◆ **About this task**
Answer with a number only: how many lines of the entries below contain the word "above"?

(Saved entries)
☆ ☆ ☆ ☆ ☆

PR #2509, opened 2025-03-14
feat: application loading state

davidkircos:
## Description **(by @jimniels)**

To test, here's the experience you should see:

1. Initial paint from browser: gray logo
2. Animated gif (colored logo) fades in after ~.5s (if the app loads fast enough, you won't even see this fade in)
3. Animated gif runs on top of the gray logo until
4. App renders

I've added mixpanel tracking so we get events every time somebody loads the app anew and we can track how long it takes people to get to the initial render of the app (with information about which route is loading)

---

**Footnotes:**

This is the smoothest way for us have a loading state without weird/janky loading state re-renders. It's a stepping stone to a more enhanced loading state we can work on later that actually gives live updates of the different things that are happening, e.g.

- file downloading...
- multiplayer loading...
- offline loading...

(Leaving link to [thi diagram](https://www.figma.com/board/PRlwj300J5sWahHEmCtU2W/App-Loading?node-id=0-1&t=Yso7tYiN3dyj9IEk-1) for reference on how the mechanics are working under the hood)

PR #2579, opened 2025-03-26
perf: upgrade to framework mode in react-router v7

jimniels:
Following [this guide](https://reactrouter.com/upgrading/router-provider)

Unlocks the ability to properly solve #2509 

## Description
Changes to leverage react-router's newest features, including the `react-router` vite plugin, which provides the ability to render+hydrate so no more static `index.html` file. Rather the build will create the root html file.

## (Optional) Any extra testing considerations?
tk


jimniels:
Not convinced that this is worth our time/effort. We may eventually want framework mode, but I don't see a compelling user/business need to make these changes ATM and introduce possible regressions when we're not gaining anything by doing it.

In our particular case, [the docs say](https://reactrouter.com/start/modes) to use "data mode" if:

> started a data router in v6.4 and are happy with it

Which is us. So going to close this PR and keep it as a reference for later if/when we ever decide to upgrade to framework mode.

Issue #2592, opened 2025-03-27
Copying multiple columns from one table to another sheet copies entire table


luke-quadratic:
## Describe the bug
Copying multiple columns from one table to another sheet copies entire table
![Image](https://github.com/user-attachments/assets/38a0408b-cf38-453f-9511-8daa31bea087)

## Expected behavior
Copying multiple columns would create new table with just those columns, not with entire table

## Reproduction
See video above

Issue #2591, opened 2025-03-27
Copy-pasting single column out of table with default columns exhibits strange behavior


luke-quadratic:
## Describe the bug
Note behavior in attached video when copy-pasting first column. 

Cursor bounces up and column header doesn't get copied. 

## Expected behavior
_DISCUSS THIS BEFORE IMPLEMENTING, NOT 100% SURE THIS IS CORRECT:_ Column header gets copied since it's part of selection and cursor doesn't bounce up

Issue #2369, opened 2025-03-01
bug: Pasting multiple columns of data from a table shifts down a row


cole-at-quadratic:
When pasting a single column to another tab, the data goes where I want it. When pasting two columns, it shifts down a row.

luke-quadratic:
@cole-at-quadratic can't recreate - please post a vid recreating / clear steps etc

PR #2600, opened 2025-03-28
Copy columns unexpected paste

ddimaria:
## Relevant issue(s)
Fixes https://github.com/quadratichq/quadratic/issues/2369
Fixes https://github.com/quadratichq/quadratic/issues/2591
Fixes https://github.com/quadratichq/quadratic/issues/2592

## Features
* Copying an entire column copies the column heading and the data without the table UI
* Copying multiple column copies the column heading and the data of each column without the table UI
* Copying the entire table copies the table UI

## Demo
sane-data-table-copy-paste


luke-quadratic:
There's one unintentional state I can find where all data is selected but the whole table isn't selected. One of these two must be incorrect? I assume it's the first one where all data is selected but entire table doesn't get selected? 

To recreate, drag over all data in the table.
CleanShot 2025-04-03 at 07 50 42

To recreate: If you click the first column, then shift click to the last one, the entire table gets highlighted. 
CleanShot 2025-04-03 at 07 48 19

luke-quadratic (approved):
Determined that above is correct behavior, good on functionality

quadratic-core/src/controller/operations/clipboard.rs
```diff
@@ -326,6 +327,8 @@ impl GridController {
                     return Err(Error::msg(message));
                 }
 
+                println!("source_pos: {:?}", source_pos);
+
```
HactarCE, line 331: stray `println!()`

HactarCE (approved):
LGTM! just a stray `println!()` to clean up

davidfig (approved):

☆ ☆ ☆ ☆ ☆

◆ **Solution**
2